Directions = Whenever a line in the entries below contains the string "Partial", copy that line.

(Collected data entries)
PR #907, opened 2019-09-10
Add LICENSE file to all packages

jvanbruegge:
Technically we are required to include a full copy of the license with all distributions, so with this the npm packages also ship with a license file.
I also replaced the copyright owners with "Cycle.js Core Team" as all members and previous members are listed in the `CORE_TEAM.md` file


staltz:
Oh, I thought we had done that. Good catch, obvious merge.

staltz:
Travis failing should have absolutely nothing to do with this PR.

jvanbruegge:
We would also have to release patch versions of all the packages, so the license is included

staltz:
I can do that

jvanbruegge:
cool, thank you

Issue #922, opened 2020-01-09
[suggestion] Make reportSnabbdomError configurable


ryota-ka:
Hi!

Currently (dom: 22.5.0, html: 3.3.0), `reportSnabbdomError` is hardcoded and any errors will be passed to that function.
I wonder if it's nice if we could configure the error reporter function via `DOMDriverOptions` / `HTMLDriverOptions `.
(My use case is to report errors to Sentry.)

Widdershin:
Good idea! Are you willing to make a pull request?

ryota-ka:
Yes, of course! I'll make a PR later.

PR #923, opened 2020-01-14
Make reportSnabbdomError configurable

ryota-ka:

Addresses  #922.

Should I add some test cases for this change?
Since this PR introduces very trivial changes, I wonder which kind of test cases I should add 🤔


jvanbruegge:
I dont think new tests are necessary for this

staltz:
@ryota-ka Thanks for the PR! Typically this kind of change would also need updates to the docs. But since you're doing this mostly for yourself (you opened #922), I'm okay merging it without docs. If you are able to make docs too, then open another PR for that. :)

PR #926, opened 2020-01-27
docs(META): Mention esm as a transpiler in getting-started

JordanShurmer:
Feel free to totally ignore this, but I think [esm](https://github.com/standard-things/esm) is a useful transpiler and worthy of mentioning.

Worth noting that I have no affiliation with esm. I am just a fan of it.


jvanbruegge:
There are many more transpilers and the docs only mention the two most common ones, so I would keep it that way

--

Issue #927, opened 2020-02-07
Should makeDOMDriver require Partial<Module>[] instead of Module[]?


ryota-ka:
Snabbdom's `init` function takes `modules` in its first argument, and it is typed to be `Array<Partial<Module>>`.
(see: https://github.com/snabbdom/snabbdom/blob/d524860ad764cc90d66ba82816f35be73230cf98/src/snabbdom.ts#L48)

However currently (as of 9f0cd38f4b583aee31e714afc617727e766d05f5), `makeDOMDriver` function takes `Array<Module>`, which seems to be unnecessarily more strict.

Result of the task =
Should makeDOMDriver require Partial<Module>[] instead of Module[]?
Snabbdom's `init` function takes `modules` in its first argument, and it is typed to be `Array<Partial<Module>>`.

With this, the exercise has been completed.